LightGBM (Light Gradient Boosting Machine) is a gradient boosting framework that uses tree-based learning algorithms. It's designed for distributed and efficient training, particularly on large datasets. LGBMRegressor is used for regression tasks and is known for its high performance and speed.
First Results Visualization :
- Our results are good, in majority the error is close to the line y = 0. However, we can see some disparities for few values which are getting big error values.
We runned a grid search for hyperparameters of LGBMRegressor. First to gain time complexity, we found a good n_estimator :
- This parameter defines the number of trees (or base learners) to be built in the ensemble.
- In Gradient Boosting algorithms, such as LightGBM, trees are built sequentially. Each tree corrects the errors made by the previous ones. The final prediction is the sum of the predictions from all trees. Increasing n_estimators in gradient boosting typically improves the model's performance, but it may also increase the risk of overfitting. \ So more we increase it, more our model is efficient. Perhaps, it will also increase time complexity.

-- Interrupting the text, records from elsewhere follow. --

PR #281, opened 2019-04-13
Add support for listening to Flow streams.

### LINKED ISSUE #280: WorkflowContext should provide extensions to subscribe to Flows
`Flow` is the brand-new, preview/experimental abstraction for cold streams built-in to the coroutines standard library (Kotlin/kotlinx.coroutines#254, not to be confused with square/flow, the Android backstack library). It is compatible with the [Reactive Streams](http://www.reactive-streams.org/) spec, and similar to libraries like RxJava or Reactor, but written in pure Kotlin using coroutines. Most notably, this means it can be used in common modules in multi-platform projects, uses declaration-site variance, and propagates nullibility across operators. And since it's included in the coroutines library, we can support it directly from the `workflow-core` module without adding any dependencies.

While this library is still extremely unstable, and shouldn't be used in production, we can still build basic support for it as long as we keep the proper experimental annotations to discourage use in production (`@FlowPreview`).

zach-klippenstein:
Closes #280.

I'm not actually sure this is something we should merge. I'm worried it might make people feel more comfortable using the Flow API than they should be, even though our integration is also tagged with experimental annotations. However, having it in the code base lets us track API and behavior changes and ensure our integration feels natural as the API stabilizes.

### DIFF
--- a/kotlin/workflow-core/src/main/java/com/squareup/workflow/VeryExperimentalWorkflow.kt
+++ b/kotlin/workflow-core/src/main/java/com/squareup/workflow/VeryExperimentalWorkflow.kt
@@ -1,0 +1,29 @@
+/*
+ * Copyright 2019 Square Inc.
+ *
+ * Licensed under the Apache License, Version 2.0 (the "License");
+ * you may not use this file except in compliance with the License.
+ * You may obtain a copy of the License at
+ *
+ *     http://www.apache.org/licenses/LICENSE-2.0
+ *
+ * Unless required by applicable law or agreed to in writing, software
+ * distributed under the License is distributed on an "AS IS" BASIS,
+ * WITHOUT WARRANTIES OR CONDITIONS OF ANY KIND, either express or implied.
+ * See the License for the specific language governing permissions and
+ * limitations under the License.
+ */
+package com.squareup.workflow
+
+import kotlin.Experimental.Level.ERROR
+import kotlin.annotation.AnnotationRetention.BINARY
+
+/**
+ * Marks Workflow APIs that are extremely likely to change in future versions, rely themselves on
+ * other unstable, experimental APIs, and SHOULD NOT be used in production code. Proceed with
+ * caution, and be ready to have the rug pulled out from under you.
+ */
+@MustBeDocumented
+@Retention(value = BINARY)
+@Experimental(level = ERROR)
+annotation class VeryExperimentalWorkflow
--- a/kotlin/workflow-testing/src/test/java/com/squareup/workflow/FlowWorkersTest.kt
+++ b/kotlin/workflow-testing/src/test/java/com/squareup/workflow/FlowWorkersTest.kt
@@ -1,0 +1,122 @@
+/*
+ * Copyright 2019 Square Inc.
+ *
+ * Licensed under the Apache License, Version 2.0 (the "License");
+ * you may not use this file except in compliance with the License.
+ * You may obtain a copy of the License at
+ *
+ *     http://www.apache.org/licenses/LICENSE-2.0
+ *
+ * Unless required by applicable law or agreed to in writing, software
+ * distributed under the License is distributed on an "AS IS" BASIS,
+ * WITHOUT WARRANTIES OR CONDITIONS OF ANY KIND, either express or implied.
+ * See the License for the specific language governing permissions and
+ * limitations under the License.
+ */
+@file:Suppress("EXPERIMENTAL_API_USAGE")
+
+package com.squareup.workflow
+
+import com.squareup.workflow.testing.test
+import kotlinx.coroutines.CancellationException
+import kotlinx.coroutines.channels.Channel
+import kotlinx.coroutines.channels.consumeEach
+import kotlinx.coroutines.flow.Flow
+import kotlinx.coroutines.flow.collect
+import kotlinx.coroutines.flow.flow
+import kotlin.test.Test
+import kotlin.test.assertEquals
+import kotlin.test.assertTrue
+
+class FlowWorkersTest {
+
+  private class ExpectedException : RuntimeException()
+
+  private val subject = Channel<String>(capacity = 1)
+  private var source = flow { subject.consumeEach { emit(it) } }
+
+  @UseExperimental(VeryExperimentalWorkflow::class)
+  private val worker by lazy { source.asWorker() }
+
+  @Test fun `flow emits`() {
+    worker.test {
+      subject.send("foo")
+      assertEquals("foo", nextOutput())
+
+      subject.send("bar")
+      assertEquals("bar", nextOutput())
+    }
+  }
+
+  @Test fun `flow finishes`() {
+    worker.test {
+      subject.close()
+      assertFinished()
+    }
+  }
+
+  @Test fun `flow finishes after emitting interleaved`() {
+    worker.test {
+      subject.send("foo")
+      assertEquals("foo", nextOutput())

- So, in this part, we will try to chose a good n_estimators between 200 and 6000 based on when the mae, rmse and r2 score don't change a lot when we increase it.
We decided to keep n_estimator=3000, because after we don't gain a lot of accuracy.
After, we used grid search and tried to find the optimal model based on rmse score : Our optimized Logistic Regression model is:
{ - 'colsample_bytree': 0.6, - 'learning_rate': 0.1, - 'max_depth': 12, - 'n_estimators': 3000, - 'num_leaves': 40, - 'subsample': 0.6 }
Parameters meanings :
- colsample_bytree: This parameter controls the fraction of features (columns) to be randomly sampled for each tree. A value of 0.6 means that, for each tree, 60% of the features will be used.
- learning_rate: Also known as the shrinkage or step size, it determines the impact of each tree on the final prediction. A lower learning rate requires more trees but can result in better generalization. A common starting value is 0.1.
- max_depth: This parameter limits the maximum depth of each tree. A value of 12 means that no tree will have a depth greater than 12. - n_estimators: The number of boosting rounds or trees to be built. In this case, 3000 trees will be created in the ensemble.
- num_leaves: It controls the maximum number of leaves for each tree. Higher values make the model more complex but can lead to overfitting. A value of 40 means that each tree can have up to 40 leaves.
subsample: It controls the fraction of data points (rows) to be randomly sampled for each tree. A value of 0.6 indicates that 60% of the data will be used for building each tree.
Final Results :
- MAE = 67.04 - RMSE = 125.4 - R2 = 96 %
Previous score in comparaison :
- MAE = 73.6 - RMSE = 138.6 - R2 = 95%
Second Results Visualization :
We can see our model success better to be close to true values for values which it was already good to predict. Perhaps for the same values it failed to reduce the error.